PR #1002, opened 2019-10-17
[hdx] we shouldn't be checking an uninitialized value

elrond79:
### Description of Change(s)
I was checking the changes in 1e193cce4e2568ac66a84b1a82e18493929035b7 to verify they made https://github.com/PixarAnimationStudios/USD/pull/920 obsolete (which they did!), but happened to stumble across this.

Perhaps this was supposed to be checking something else, or there is some other step which is missing?

### Fixes Issue(s)
- OIT with no AOV results in checking against an uninitialized value.

### DIFF
--- a/pxr/imaging/lib/hdx/oitResolveTask.cpp
+++ b/pxr/imaging/lib/hdx/oitResolveTask.cpp
@@ -265,9 +265,7 @@ HdxOitResolveTask::Prepare(HdTaskContext* ctx,
     } else {
         // Without AOVs we don't know the window / screen size.
         const int oitScreenSizeFallback = 2048;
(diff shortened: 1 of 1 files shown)


jilliene:
Filed as internal issue #USD-5637

lumonix:
There appear to be a few bugs in screenSize usage.
We compare against _screenSize, but never update that value.
The intention was to update _screenSize after we have resized.

Then compare against _screenSize (not: screenSize).

elrond79:
This was addressed in 62c22dcde39cb41ccfedab7b0cd2fff364afbd35.

Closing this PR...

PR #1012, opened 2019-10-24
Fix crash when printing an expired stage python object

fabal:
### Description of Change(s)
Test weak pointer's validity in `__repr__`.

### Fixes Issue(s)
- Crash when printing an expired stage python object


spitzak:
Might want to return "None" as a more accurate representation.

jilliene:
Filed as internal issue #USD-5661

sunyab:
FYI we modified this to return "invalid null stage" since that's consistent with the message from other invalid USD objects.

Issue #1014, opened 2019-10-25
[katana] Nested instancing breaks `geometry.instanceSource` paths


nrusch:
### Description of Issue

When multiple levels of instancing are present in a prim's hierarchy, and the prim is read in by a `PxrUsdIn` node in `as sources and instances` mode, the `geometry.instanceSource` paths generated for the second (lower) level of instancing incorrectly point to a `Masters` group under the parent instance source (which has no child groups).

I'm attaching a tarball containing the files necessary for reproduction.

### Steps to Reproduce
1. Download and extract [the attached tarball (nestedInstanceBug.tar.gz)](https://github.com/PixarAnimationStudios/USD/files/3774037/nestedInstanceBug.tar.gz)
2. Read in `threeMixers.usda` in `as sources and instances` mode, and observe that instancing works correctly.
3. Replace the stage path with `nineMixers.usda`, and observe that the instances no longer compose properly.

More specifically, if you look at the "outer" `instance source` location (at `/root/world/geo/Masters/master/variants/m0`), you will see that its children are themselves instances, which is what one would expect. However, their `geometry.instanceSource` paths incorrectly point to paths mounted under the parent `m0` location, when the `instance source` location for the nested instances is actually built under `/root/world/geo/Masters/Mixer/variants/m0`.

### Package Versions

USD 0.19.11, Katana 3.1v7

jilliene:
Filed as internal issue #USD-5665

emeroo:
Hi Nathan,

When we build out masters, we create a stub hierarchy to put them in and then re-invoke PxrUsdIn with a different "location" and "isolatePath" in order to get it to read just the prim we care about. This is causing usdInArgs->GetRootLocation() to no longer be the "original" root location and breaks computation of the master's path in the Katana scene (e.g., instead of "/root/world/geo/Masters/foo", you get something like "/root/world/geo/Masters/m0/nested/geo/Masters/foo" for a nested instance).

I would argue that the change proposed in https://github.com/PixarAnimationStudios/USD/pull/1015 shouldn't just apply to the case where "masterParentPath" is empty, but rather all cases. I might also suggest using the "location" stored in the UsdIn op args before falling back on interface.getRootLocationPath().

I am using your repro scene to test out a reworked version of PR 1015 that has this chunk of logic instead:

`
                if (!masterPath.empty())
                {
                    interface.setAttr(
                            "type", FnKat::StringAttribute("instance"));

[...]

PR #1015, opened 2019-10-25
[katana] Fix broken geometry.instanceSource attrs with nested instancing

nrusch:
### Description of Change(s)

Fixes the computation of `geometry.instanceSource` paths for nested instances (that is, `instance` locations which are themselves nested inside other `instance source` locations).

### Fixes Issue(s)
- #1014


jilliene:
Filed as internal issue #USD-5666

Issue #1017, opened 2019-10-29
HDST_DUMP_FAILING_SHADER_SOURCE debug flag does not dump attached shader source on link failure


danlea:
The HDST_DUMP_FAILING_SHADER_SOURCE debug flag is intended to dump the source for all attached shaders on link failure: https://github.com/PixarAnimationStudios/USD/commit/f553a1e328da3a6d6906f364d95ab0050bacd568

However, the debug information never makes it to stdout: `_DebugLinkSource()` returns a string that is not used (the function is being called as if it were `_DumpLinkSource()`).

https://github.com/PixarAnimationStudios/USD/blob/4b1162957b2ad219e1635c81de8343be490e41fc/pxr/imaging/lib/hdSt/glslProgram.cpp#L377-L379

The trivial fix is simply to direct the return value to stdout.

jilliene:
Filed as internal issue #USD-5668

PR #1020, opened 2019-10-31
HDST_DUMP_FAILING_SHADER_SOURCE debug flag does not dump attached shader source on link failure.

rfanner:
### Description of Change(s)
Dump shader source to std::cout on link failure if relevant debug flag is set.
### Fixes Issue(s)
- Issue #1017


jilliene:
Filed as internal issue #USD-5673

c64kernal:
Thanks for the fix!

PR #1042, opened 2019-11-23
Update build script to support VS2019 building

meshula:
### Description of Change(s)

Add detection for VS2019, and logic for the new syntax in cmake for VS2019 generators. The boost toolset is detected automatically for vs2019, so it is not necessary to specify the toolset in the build script.

### Fixes Issue(s)
- https://github.com/PixarAnimationStudios/USD/issues/1041


jilliene:
Filed as internal issue #USD-5712

c64kernal:
This is great, thanks so much @meshula

PR #1043, opened 2019-11-25
Fix a bug in UdsGeomImageable::MakeVisible

marktucker:
Fix a bug in UdsGeomImageable::MakeVisible, in which the recursive setting
of the visibility attribute to "inherited" would only be done to the invisible
ancestor prim closest to the root. If other ancestors were also marked as
invisible (redundantly, but legally) the original prim would not end up
being visible.

### Description of Change(s)
Reversed the order of a conditional inside the recursive _MakeVisible function so
that the setting of the visibility attribute to "inherited" on ancestors is not short
circuited after the first ancestor has this attribute changed.

### Fixes Issue(s)
The provided test case will fail without this change. The prim will not be visible
after calling MakeVisible on it.

### DIFF
--- a/pxr/usd/usdGeom/CMakeLists.txt
+++ b/pxr/usd/usdGeom/CMakeLists.txt
@@ -116,6 +116,7 @@ pxr_test_scripts(
     testenv/testUsdGeomConsts.py
     testenv/testUsdGeomCurves.py
     testenv/testUsdGeomExtentTransform.py
+    testenv/testUsdGeomImageable.py
     testenv/testUsdGeomMesh.py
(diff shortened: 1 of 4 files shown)


jilliene:
Filed as internal issue #USD-5713

spiffmon:
Thank you for catching and fixing this, @marktucker !  Looks great - the test imports could be cleaned up; I think all you really need is Usd, UsdGeom, and unittest ?

c64kernal:
Thanks guys! I'll take care of cleaning up the imports in the test (THANK YOU for adding a test!).

Issue #1044, opened 2019-11-25
Having non-animated UsdGeomSubsets breaks animated topology through Hydra


marktucker:
### Description of Issue
If you have a mesh with animated topology, Hydra updates the topology on each frame as expected. If you add a UsdGeomSubset child to that mesh, and that subset has a non-animated definition, the update of the mesh topology through Hydra no longer works.

### Steps to Reproduce
1. Load the attached animated_topology_no_subsets.usda file into usdview.
[animated_topology_subsets.zip](https://github.com/PixarAnimationStudios/USD/files/3888840/animated_topology_subsets.zip)
2. Advancing from frame 1 to frame 2 you can see the topology changes from triangles to quads.
3. Now load animated_topology_subsets.usda, which is exactly the same mesh but with non-animated subset children.
4. Advance from frame 1 to frame 2. The geometry doesn't change in the viewport.

### Package Versions
19.11

jilliene:
Filed as internal issue #USD-5711

PR #1045, opened 2019-11-25
Fix a bug where time-invariant geometry subsets would mask time-varying topology from Hydra.

marktucker:
### Description of Change(s)
If a mesh is already known to have time-varying topology, don't bother looking at geometry subsets for animation.

The _IsVarying method will actually clear the topology dirty bit, hiding the time varying topology if there are non-animated subsets.

### Fixes Issue(s)
- #1044


jilliene:
Filed as internal issue #USD-5714

Issue #1058, opened 2019-12-12
Hydra mesh adapter doesn't convey time sampled values to render delegate


marktucker:
### Description of Issue
The hydra mesh adapter ignores time sampled indices attribute values on geometry subsets.

### Steps to Reproduce
1. Load the attached USDA file into usdview:
[time_sampled_subset.zip](https://github.com/PixarAnimationStudios/USD/files/3956567/time_sampled_subset.zip)
2. Switch to a render delegate that supports material assignments to geometry subsets.
3. Note that the whole sphere is green rather than being half red, because the geometry subset is reported to the render delegate as being empty because the subset only has a time sampled value, not a default value.

### Package Versions
19.11

jilliene:
Filed as internal issue #USD-5750

PR #1059, opened 2019-12-12
Use the current UsdTimeCode to get geometry subset indices

marktucker:
When getting the indices attribute from a UsdGeomSubset, pass in the current
UsdTimeCode, otherwise the default value will always be returned (or no value
if a default value isn't explicitly authored).

### Description of Change(s)
Add the current time code to the call that loads the indices attribute value.

### Fixes Issue(s)
- #1058


c64kernal:
Nice find, @marktucker -- thank you!

jilliene:
Filed as internal issue #USD-5755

# # # # #

**Activity**
Above are the records; copy every line in them that holds the word "printing".

**Result of this exercise**
Fix crash when printing an expired stage python object
- Crash when printing an expired stage python object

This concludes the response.